CNN Indonesia | Rabu, 05/06/2019 16:23 WIB
Gubernur Daerah Istimewa Yogyakarta Sri Sultan Hamengku Buwono X berharap Prabowo dan Jokowi bertemu dalam momentum lebaran 2019. Sri Sultan HB X berharap Jokowi dan Prabowo bertemu. (ANTARA FOTO/Hafidz Mubarak A)
Jakarta, CNN Indonesia -- Gubernur Daerah Istimewa Yogyakarta Sri Sultan Hamengku Buwono X berharap segera terwujud rekonsiliasi antara calon presiden di pilpres 2019 yakni Joko Widodo dan Prabowo Subianto dalam momentum Lebaran 2019.

"Ya semoga lah (terwujud rekonsiliasi antara Jokowi dan Prabowo)," kata Sultan saat ditanya tanggapan mengenai kemungkinan rekonsiliasi kedua capres seusai Shalat Id di Alun-alun Utara Yogyakarta seperti mengutip Antara, Rabu (5/6).

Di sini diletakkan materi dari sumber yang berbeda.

Issue #2204, opened 2022-04-04
Panicked at 'called `Result::unwrap()` on an `Err` value: InvalidPort'


wirednkod:
When trying to connect to a custom relay chain and parachain with substrate-connect (smoldot 0.6.10) the following error is received:
```tsx
bindings-smoldot-light.jss:33 Uncaught (in promise) Error: panicked at 'called `Result::unwrap()` on an `Err` value: InvalidPort', /__w/smoldot/smoldot/bin/light-base/src/lib.rs:453:70
    at panic (bindings-smoldot-light.jss:33:1)
    at 00ec1f46:0x2b667
    at 00ec1f46:0x4344
    at 00ec1f46:0x248937
    at 00ec1f46:0x248019
    at 00ec1f46:0x24860c
    at 00ec1f46:0x253dde
    at 00ec1f46:0x254e91
    at 00ec1f46:0x1579b
    at 00ec1f46:0x137ee
```

Attached can be found the [extension logs](https://github.com/paritytech/smoldot/files/8410023/Error-logs.txt)
and the specs used for relay ([rococo-local-0.9.16 - relay specs.txt](https://github.com/paritytech/smoldot/files/8410011/rococo-local-0.9.16.-.relay.specs.txt)) and parachain
([Staging-latest-parachain-1.7.4 - parachain specs.txt…]())

PR #2207, opened 2022-04-05
Do not panic when passed an invalid bootnode address

tomaka:
Close https://github.com/paritytech/smoldot/issues/2204

We no longer panic when the chain spec contains an invalid bootnode address.

As I've commented in the code, it is not possible to be sure that a bootnode address is actually invalid. We can only be sure that smoldot cannot parse it, but that's not the same as saying that it's invalid.
For this reason, invalid bootnode addresses are simply ignored in the light client.

### DIFF
--- a/bin/light-base/src/lib.rs
+++ b/bin/light-base/src/lib.rs
@@ -452,20 +452,35 @@ impl<TChain, TPlat: Platform> Client<TChain, TPlat> {
         };
 
         // Build the list of bootstrap nodes ahead of time.
-        // TODO: either leave this here if it's fallible, or move below if it's not fallible
-        let bootstrap_nodes = {
-            let mut list = Vec::with_capacity(chain_spec.boot_nodes().len());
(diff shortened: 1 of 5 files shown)


bin/light-base/src/lib.rs
```diff
@@ -452,20 +452,35 @@ impl<TChain, TPlat: Platform> Client<TChain, TPlat> {
...
-                    address.pop();
-                    list.push((peer_id, vec![address]));
-                } else {
-                    panic!() // TODO:
+                match node {
+                    chain_spec::Bootnode::Parsed { multiaddr, peer_id } => {
+                        if let Ok(multiaddr) = multiaddr.parse::<multiaddr::Multiaddr>() {
+                            let peer_id = peer_id::PeerId::from_bytes(peer_id).unwrap();
+                            valid_list.push((peer_id, vec![multiaddr]));
+                            continue;
```
melekes, line 470: do we really need continue here?

melekes (approved):
👍

PR #2519, opened 2022-07-17
Move all platform-specific functions in `index-*.ts` files

tomaka:
Close https://github.com/paritytech/smoldot/pull/2516
After trying https://github.com/paritytech/smoldot/pull/2516, I had a eureka moment about how to do this properly.

This PR removes the `compat` module. Instead, all platform-specific functions are now implemented in the main file (formerly `index.ts`) and injected through the public API of `client.ts`.

There are now two `index.ts` files: `index-browser.ts` and `index-nodejs.ts`. The `package.json` file defaults to `index-browser.ts`, but now has a `exports` -> `node` field that instead points to `index-nodejs.ts`.

In a future PR, I will add a `index-deno.ts` file that will be the Deno entry point.


melekes (approved):

wirednkod (approved):
lgtm

PR #2522, opened 2022-07-18
Add support for Deno with an index-deno.ts

tomaka:
Adds a new `index-deno.ts` file, similar to `index-nodejs.ts` and `index-browser.ts`.

This file gets compiled by TypeScript, which generates `dist/mjs/index-deno.js`.
The content of `dist/mjs` can then be published to the deno.land/x registry.

The reason for not publishing directly the content of `src` on the Deno registry is that Deno requires paths to modules to always end with a `.ts` extension, while regular TypeScript requires paths to end with either no extension or with `.js`.
It is therefore impossible to write code that works on both non-Deno TypeScript and Deno TypeScript (unless that code is squashed together within a single module, which I've considered, but this isn't worth the trade-off).

Because the Deno types aren't available on NPM (well, they actually [are](https://www.npmjs.com/package/deno-types), but not maintained), I had to copy-paste the types found in the Deno repository.
Considering that we are only using stable APIs, I expect these types to never need to be updated. Fingers crossed that I will not be proven wrong.

We now run `deno run ./dist/mjs/index-deno.js` in the CI, which should ensure that compatibility never breaks.
I've also added a `demo/demo-deno.ts` file, which isn't tested by CI but can be run from Deno in order to make sure that everything is working.


melekes (approved):

harrysolovay (approved):

tomaka:
Should be merged together with https://github.com/paritytech/smoldot/pull/2533

Issue #2521, opened 2022-07-18
Panic in Deno demo when closing JSON-RPC client


tomaka:
> Smoldot has panicked while executing task `json-rpc-messages-out`. This is a bug in smoldot. Please open an issue at https://github.com/paritytech/smoldot/issues with the following message:
panicked at 'called `Result::unwrap()` on an `Err` value: "WouldBlock"', bin/wasm-node/rust/src/init.rs:258:57

Happens in the Deno demo which I haven't uploaded yet, but it will come in a PR soon.

tomaka:
Happens because I didn't call `chain.remove` when the JSON-RPC client disconnects.

PR #2527, opened 2022-07-19
Absorb exceptions thrown in the JSON-RPC callback

tomaka:
Close https://github.com/paritytech/smoldot/issues/2521

This was an overlook. If the user uses `throw` in a callback (or, more likely, something accidentally throws), the exception will propagate through the smoldot VM and act as if smoldot had crashed.
We don't want that to happen.


tomaka:
Note that I'm absorbing exceptions at this level rather than in the callback called by the Wasm VM, because if a callback called by the Wasm VM throws an exception it indicates a bug in the smoldot JS code, in which case it isn't wrong to crash smoldot.

melekes (approved):
👍

Issue #933, opened 2021-06-14
Add support for GrandPa warp sync for Aura-based chains


tomaka:
The functions that are necessary exist in the Aura pallet: https://github.com/paritytech/substrate/blob/a0161f3b224a0607b351ae23b41621b01126a893/primitives/consensus/aura/src/lib.rs#L86-L93

It's just a matter of trying Aura in the warp sync code if the Babe functions are missing.

bernardoaraujor:
@tomaka can you give me some directions so I can try to implement this feature?

tomaka:
https://github.com/paritytech/smoldot/pull/2578 was more or less a pre-requisite and is now done

PR #2530, opened 2022-07-19
Only proceed with warp sync process if chain is using Babe

tomaka:
cc https://github.com/paritytech/smoldot/issues/933

At the moment, the warp syncing algorithm downloads the runtime, then uses it to fetch the Babe configuration. The algorithm just assumes that the chain is using Babe.
This PR tweaks the code to only proceed if the chain actually uses Babe as its consensus algorithm.
If the chain uses Aura or "Unknown", an error is returned.

I initially wanted to do https://github.com/paritytech/smoldot/issues/933 at once, but the changes are deeper than I thought, and I'll need to do some refactoring beforehand.


melekes (approved):
👍

Issue #2523, opened 2022-07-18
JS demo returns `Error while adding chain: Error: Data error`


wirednkod:
When running the demo, it is always returned:
```
Error while adding chain: Error: Data error
```
This seems to be coming from the `tiny-inflate` and specifically from [here](https://github.com/paritytech/smoldot/blob/main/bin/wasm-node/javascript/src/tiny-inflate/index.js#L330) that returns an error due to [invalid length](https://github.com/paritytech/smoldot/blob/main/bin/wasm-node/javascript/src/tiny-inflate/index.js#L298-L300)

tomaka:
This should only happen if you had cloned the repo before https://github.com/paritytech/smoldot/pull/2506 and didn't run `prepare.mjs` since then

tomaka:
Managed to reproduce. Have no idea what the problem is. Decoding the base64 and re-inflating the buffer within `prepare.mjs` using `zlib` works fine.

I'll restore pako after https://github.com/paritytech/smoldot/pull/2522

PR #2533, opened 2022-07-19
Fix base64 decoding function

tomaka:
It turns out that the cause of https://github.com/paritytech/smoldot/issues/2523 was a bug in the base64 decoding code.
This PR replaces this code with something that seems to work.


wirednkod (approved):

tomaka:
Tested in both NodeJS and browsers.

PR #2545, opened 2022-07-21
Move Kademlia protocol functions to protocol module

tomaka:
It's part of the protocol that the node uses, so let's move these functions to `protocol`.


melekes (approved):
👍

PR #2546, opened 2022-07-21
Adjust JS API to support multi-stream connections

tomaka:

Adjusts the JS code that binds the `index-*` files to the Wasm VM that runs smoldot.
It now supports multi-stream connections.


melekes (approved):
👍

Meski demikian, Raja Keraton Ngayogyakarta Hadiningrat ini mengaku belum mengetahui kapan Jokowi dan Prabowo  akan bertemu setelah KPU pada Mei lalu menetapkan hasil Pemilu 2019.


"Hurung ngerti aku (belum tahu saya)," kata dia.


Terlepas dari persoalan itu, Sultan HB X mengucapkan Idul Fitri bagi umat Muslim serta berharap bulan Puasa yang telah dilalui semakin menambah ketakwaan.

"Selamat bagi warga masyarakat Muslim yang telah bisa menyelesaikan puasanya dengan baik. Semoga makin bertakwa dan yang kedua saya mengucapkan Hari Raya Idul Fitri mohon maaf lahir batin," kata Sultan.

Istilah rekonsiliasi sebelumnya dikritik oleh tim Badan Pemenangan Nasional (BPN) Prabowo Subianto-Sandiaga Uno karena menilai pemenang pilpres 2019 belum sah akibat adanya kecurangan. Hasil pilpres 2019 sendiri telah resmi digugat ke Mahkamah Konstitusi (MK) oleh pasangan calon nomor urut 02 itu.


Calon wakil presiden nomor urut 01 Ma'ruf Amin mengaku bahwa kemenangan Jokowi tergantung karena  harus menunggu keputusan MK atas sengketa dan gugatan yang dilayangkan oleh pihak lawan atas hasil hitung suara KPU. 

"Tapi memang masih digantung, jadi ada istilahnya kawin gantung, biasanya ada kawin digantung karena belum boleh kumpul, sekarang menang digantung karena masih menunggu keputusan MK. Mudah-mudahan tidak ada halangan," kata Ma'ruf di kediaman Ketua DPD RI Oesman Sapta, Senin (3/6) lalu.